Sunday, February 12, 2012

The Big Seven


It's corny.  It's overdone.  It's a big task.  "What is this girl talking about?" you're probably wondering.  Well I'm writing this post to tell you I'm going to be starting my first ever series of posts!  I plan on covering the Seven Deadly Sins: defining what they are, how they sneak into everyday life, and ways you can cope with them.


Now I'm obviously not a priest, theologian, or anything of the sort.  I'm just a regular person living life like everyone else.  I'm a sinner, I'm not perfect, and I definitely don't have all the answers.  But lately sins have been weighing on my mind as I approach my first confession as part of the RCIA program.  (You can expect to see a post on RCIA after I've completed it, so that I can pass along the full story)

Sin is part of everyday living, and it is up to us to find a way to reconcile ourselves to God.  Whatever your preferred method of Reconciliation, it is important to seek the Lord's forgiveness when we sin against Him.  I know that I have always been the type of person to feel guilt over many things that I had done wrong in my life, and it is such a relief to me to be able to in some way tell God that I am sorry for what I have done and that I intend to do better.

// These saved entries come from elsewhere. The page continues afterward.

PR #6795, opened 2024-10-03
Update collect_info.php fixed image size

shot-guun:
Fixed product image size stops big images when editing product


barco57:
I don't particularly like that declaring both small height and width messes with proportion of the displayed image. declaring just width works for me but I used MEDIUM_IMAGE_WIDTH so it displayed at the same size as it is going to be displayed on the front end product page

shot-guun:
I see what you mean. I use a carousel on products page which shows small images until clicked but I do agree with keeping proportions, thanks.

scottcwilson:
@shot-guun Would you please attach images showing before and after your change for documentation?  Thank you and thanks for doing this.

drbyte:
Something to keep in mind:
- the "main" product image is also the one used for the thumbnail, even if the image itself is higher resolution
- the "small" dimensions are the thumbnail size, and are best applied to the "main"/thumbnail image
- if using MEDIUM, then you "could" still display the "main" image, but you'd be scaling it up to medium dimensions, unless you also tell it to render the _MED image.
- and for LARGE, the same scenario if you don't render the _LRG image.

So for the next seven weeks, I'll be going over the big bad Seven Sins that are part of our everyday lives.  I'll also just hit on sin in general (because we're all human, and human=sinner) and how we can get around it.  Now, everyone is different and not every one of the Seven will apply to your life.  I'm no different, I'm guilty of some of these but less so of others.  But blogs are designed to share information, and I plan on sharing what I know so that I can help you all to help yourselves on your own life journeys.  Because that's what friends do, they help each other.